▸ What to work on:
The lines from the start of the records below through the line containing "for regression testing." are to be copied exactly, both ends included, with nothing added.

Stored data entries
PR #3187, opened 2025-08-18
useDragAndDropThought: remove redundant endDrag handler

ethan-james:
References #3175

After removing `globals.longpressing` (#3184) and adding an `onDragEnd` handler for desktop (#3177), there is no more need for `endDrag` in `useDragAndDropThought`. One way or another, `stop` in `useLongPress` will get called, and will clean up the long press functionality

### DIFF
--- a/src/hooks/useLongPress.ts
+++ b/src/hooks/useLongPress.ts
@@ -21,6 +21,7 @@ const useLongPress = (
 ) => {
   const [pressing, setPressing] = useState(false)
   // Track isLocked state from longPressStore in local state
+  const isLocked = longPressStore.useSelector(state => state.isLocked)
   const longPressState = useSelector(state => state.longPress)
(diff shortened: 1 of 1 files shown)


raineorshine (changes requested):
Hi, thanks for this improvement!

> This is the only place where `longPressStore.isLocked` was being tested, so I can probably remove the store entirely. I want to circle back and look at it again as part of #3175 before I do that.

If `longPressStore` is not used anywhere else, we should remove it completely in a single PR. Could we separate that change out into its own PR? I think that would make more sense than doing it partially here, and it would give us a better division of commits for regression testing.

It would also be worth referencing the commit/PR that introduced `longPressStore`, and adding a little explanation of why the original need is no longer present. Making a separate PR will help keep that explanation separate from the refactoring task here.

Thanks!

raineorshine (approved):
Thank you!

PR #3188, opened 2025-08-20
Added test to drag & drop as thought to remove it from favorite

Valere3162:
Added test to drag & drop as thought to remove it from favorite

### DIFF
--- a/src/commands/__tests__/favoriteDragAndDrop.ts
+++ b/src/commands/__tests__/favoriteDragAndDrop.ts
@@ -1,0 +1,54 @@
+import { act } from 'react'
+import { importTextActionCreator as importText } from '../../actions/importText'
+import { HOME_TOKEN } from '../../constants'
+import exportContext from '../../selectors/exportContext'
+import store from '../../stores/app'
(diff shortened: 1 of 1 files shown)


src/commands/__tests__/favoriteDragAndDrop.ts
```diff
@@ -0,0 +1,54 @@
...
+    expect(thoughtA).toBeTruthy()
+
+    await act(async () => {
+      store.dispatch(setCursor(['A']))
+    })
+
+    // Simulate the unfavorite action by executing the favorite command
+    // as if it were triggered by the drag and drop.
+    await act(async () => {
+      executeCommand(favorite, { store })
```
raineorshine, line 45: Executing the command directly means that this test doesn't actually cover drag-and-drop at all.

Luckily, Karun just added some drag-and-drop tests. You can follow his lead, and add a test there.

https://github.com/cybersemics/em/blob/main/src/e2e/puppeteer/__tests__/drag-and-drop-favorites.ts

raineorshine (changes requested):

▸ Solution to the problem:
PR #3187, opened 2025-08-18
useDragAndDropThought: remove redundant endDrag handler

ethan-james:
References #3175

After removing `globals.longpressing` (#3184) and adding an `onDragEnd` handler for desktop (#3177), there is no more need for `endDrag` in `useDragAndDropThought`. One way or another, `stop` in `useLongPress` will get called, and will clean up the long press functionality

### DIFF
--- a/src/hooks/useLongPress.ts
+++ b/src/hooks/useLongPress.ts
@@ -21,6 +21,7 @@ const useLongPress = (
 ) => {
   const [pressing, setPressing] = useState(false)
   // Track isLocked state from longPressStore in local state
+  const isLocked = longPressStore.useSelector(state => state.isLocked)
   const longPressState = useSelector(state => state.longPress)
(diff shortened: 1 of 1 files shown)


raineorshine (changes requested):
Hi, thanks for this improvement!

> This is the only place where `longPressStore.isLocked` was being tested, so I can probably remove the store entirely. I want to circle back and look at it again as part of #3175 before I do that.

If `longPressStore` is not used anywhere else, we should remove it completely in a single PR. Could we separate that change out into its own PR? I think that would make more sense than doing it partially here, and it would give us a better division of commits for regression testing.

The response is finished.